Saved entries:
•••••

PR #407, opened 2023-02-11
PR: Remove patch that may be limited to PySide-5.11a1 only

StSav012:
The removal looks safe, provided the oldest supported `PySide2` is 5.12.

See https://github.com/spyder-ide/qtpy/issues/405

PR #408, opened 2023-02-13
PR: Add mappings for QMouseEvent methods

StSav012:
Added
```python
    QMouseEvent.pos = lambda self: self.position().toPoint()
    QMouseEvent.x = lambda self: self.position().toPoint().x()
    QMouseEvent.y = lambda self: self.position().toPoint().y()
    QMouseEvent.globalPos = lambda self: self.globalPosition().toPoint()
    QMouseEvent.globalX = lambda self: self.globalPosition().toPoint().x()
    QMouseEvent.globalY = lambda self: self.globalPosition().toPoint().y()
```
for PyQt6 and PySide6.

And I had to add 
```python
    QMouseEvent.position = lambda self: QPointF(float(self.x()), float(self.y()))
    QMouseEvent.globalPosition = lambda self: QPointF(float(self.globalX()), float(self.globalY()))
``` 
to PyQt5 and PySide2 to make the event test universal and (consequently, but this was not the required enhancement) bidirectional. This way, I check that the coordinates returned by the back-ported functions are equal to what the Qt**6** functions return (except for the type, but I use integer coordinates for that to work).

### DIFF
--- a/qtpy/QtCore.py
+++ b/qtpy/QtCore.py
@@ -78,11 +78,6 @@ elif PYQT6:
 elif PYSIDE2:
     from PySide2.QtCore import *
 
-    try:  # may be limited to PySide-5.11a1 only
-        from PySide2.QtGui import QStringListModel
-    except Exception:
-        pass
-
     import PySide2.QtCore
     __version__ = PySide2.QtCore.__version__
 
--- a/qtpy/QtGui.py
+++ b/qtpy/QtGui.py
@@ -73,7 +73,7 @@ if PYSIDE2 or PYSIDE6:
         return movePosition(self, operation, mode, n)
     QTextCursor.movePosition = movePositionPatched
 
-# close https://github.com/spyder-ide/qtpy/issues/394
+# Fix https://github.com/spyder-ide/qtpy/issues/394
 if PYQT6 or PYSIDE6:
     QMouseEvent.pos = lambda self: self.position().toPoint()
     QMouseEvent.x = lambda self: self.position().toPoint().x()
--- a/qtpy/QtGui.py
+++ b/qtpy/QtGui.py
@@ -72,3 +72,12 @@ if PYSIDE2 or PYSIDE6:
     ) -> bool:
         return movePosition(self, operation, mode, n)
     QTextCursor.movePosition = movePositionPatched
+
+# close https://github.com/spyder-ide/qtpy/issues/394
+if PYQT6 or PYSIDE6:
+    QMouseEvent.pos = lambda self: self.position().toPoint()
+    QMouseEvent.x = lambda self: self.position().toPoint().x()
+    QMouseEvent.y = lambda self: self.position().toPoint().y()
+    QMouseEvent.globalPos = lambda self: self.globalPosition().toPoint()
+    QMouseEvent.globalX = lambda self: self.globalPosition().toPoint().x()
+    QMouseEvent.globalY = lambda self: self.globalPosition().toPoint().y()
--- a/qtpy/QtGui.py
+++ b/qtpy/QtGui.py
@@ -74,6 +74,10 @@ if PYSIDE2 or PYSIDE6:
     QTextCursor.movePosition = movePositionPatched
 
 # Fix https://github.com/spyder-ide/qtpy/issues/394
+if PYQT5 or PYSIDE2:
+    from qtpy.QtCore import QPointF as __QPointF
+    QMouseEvent.position = lambda self: __QPointF(float(self.x()), float(self.y()))
+    QMouseEvent.globalPosition = lambda self: __QPointF(float(self.globalX()), float(self.globalY()))
 if PYQT6 or PYSIDE6:
     QMouseEvent.pos = lambda self: self.position().toPoint()
     QMouseEvent.x = lambda self: self.position().toPoint().x()
--- a/qtpy/tests/test_qtgui.py
+++ b/qtpy/tests/test_qtgui.py
@@ -89,6 +89,7 @@ def test_QMouseEvent_pos_functions(qtbot):
             event.accept()
 
     window = Window()
+    window.setMinimumSize(320, 240)  # ensure the window is of sufficient size
     window.show()
 
     QtCore.QTimer.singleShot(100, lambda: qtbot.mouseMove(window, QtCore.QPoint(42, 6 * 9)))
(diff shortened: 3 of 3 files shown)


qtpy/QtGui.py
```diff
@@ -72,3 +72,12 @@ def movePositionPatched(
     ) -> bool:
         return movePosition(self, operation, mode, n)
     QTextCursor.movePosition = movePositionPatched
+
+# close https://github.com/spyder-ide/qtpy/issues/394
```
CAM-Gerlach, line 76:
```suggestion
# Fix https://github.com/spyder-ide/qtpy/issues/394
```

Here we're not actually closing the issue (like e.g. in a PR body), but rather trying to fix it.

CAM-Gerlach (commented):
Seems good so far, thanks, but would it be possible to actually test that the functions can be called correctly and consistently? That seems to be the user's concern on that issue. Thanks!

qtpy/QtGui.py
StSav012: There is no consistent constructor for the event. I mean the constructor changed over the years. Hence, I can compose either separate constructors for Qt versions 5.12, 5.15, and 6.3, or make the event appear naturally. I'm to try the latter approach first.

StSav012:
It looks like the test crashes the process on Ubuntu with `conda=No`. Any thoughts on that? I had to skip the test for the config for now.

And it's can't actually get the coordinates I move the mouse to from the event methods. I can't predict the window border dimensions. Maybe I missed something. Anyway, the mapping I use should prevent any default values (like `QPoint(-1, -1)`) from passing the test.

qtpy/tests/test_qtgui.py
```diff
@@ -61,6 +61,39 @@ def test_enum_access():
...
+
+@pytest.mark.skipif(
+    sys.platform.startswith('linux') and not_using_conda(),
+    reason="Fatal Python error: Aborted on Linux CI when not using conda")
+@pytest.mark.skipif(
+    sys.platform == 'darwin' and sys.version_info[:2] == (3, 7),
+    reason="Stalls on macOS CI with Python 3.7")
+def test_QMouseEvent_pos_functions(qtbot):
+    """Test `QMouseEvent.pos` and related functions obsolete in Qt6,
+       test `QMouseEvent.position` and related functions missing from Qt5"""
```
CAM-Gerlach, line 73: Minor nits, but per the docstring standard and with some minor fixes, this should be

```suggestion
    """
    Test `QMouseEvent.pos` and related functions removed in Qt 6,
    and `QMouseEvent.position`, etc., missing from Qt 5.
    """
```

qtpy/tests/test_qtgui.py
```diff
@@ -61,6 +61,39 @@ def test_enum_access():
...
+            assert event.position().y() == event.pos().y()
+            assert event.globalPosition().x() == event.globalPos().x()
+            assert event.globalPosition().y() == event.globalPos().y()
+
+            event.accept()
+
+    window = Window()
+    window.show()
+
+    QtCore.QTimer.singleShot(100, lambda: qtbot.mouseMove(window, QtCore.QPoint(42, 6 * 9)))
```
CAM-Gerlach, line 92: Nice

CAM-Gerlach (approved):
Looks generally good to me, thanks, aside from another minor nit; for more substantive expert feedback I would defer to @dalthviz

qtpy/tests/test_qtgui.py
StSav012: Now even nicer, except for that nasty `ERROR module 'importlib_metadata' has no attribute 'distributions'`, which started appearing randomly this week. It's not a `QtPy` error.

It turned out that the functions, which control the mouse, can start as soon as the window appears. And I don't ever need to close it.

CAM-Gerlach:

•••••

**WHAT TO WORK ON**
The lines to copy run from the start of the records above through the line holding "PR #408, opened 2023-02-13"; give them exactly, both ends included, and nothing else.

**SOLUTION**
PR #407, opened 2023-02-11
PR: Remove patch that may be limited to PySide-5.11a1 only

StSav012:
The removal looks safe, provided the oldest supported `PySide2` is 5.12.

See https://github.com/spyder-ide/qtpy/issues/405

PR #408, opened 2023-02-13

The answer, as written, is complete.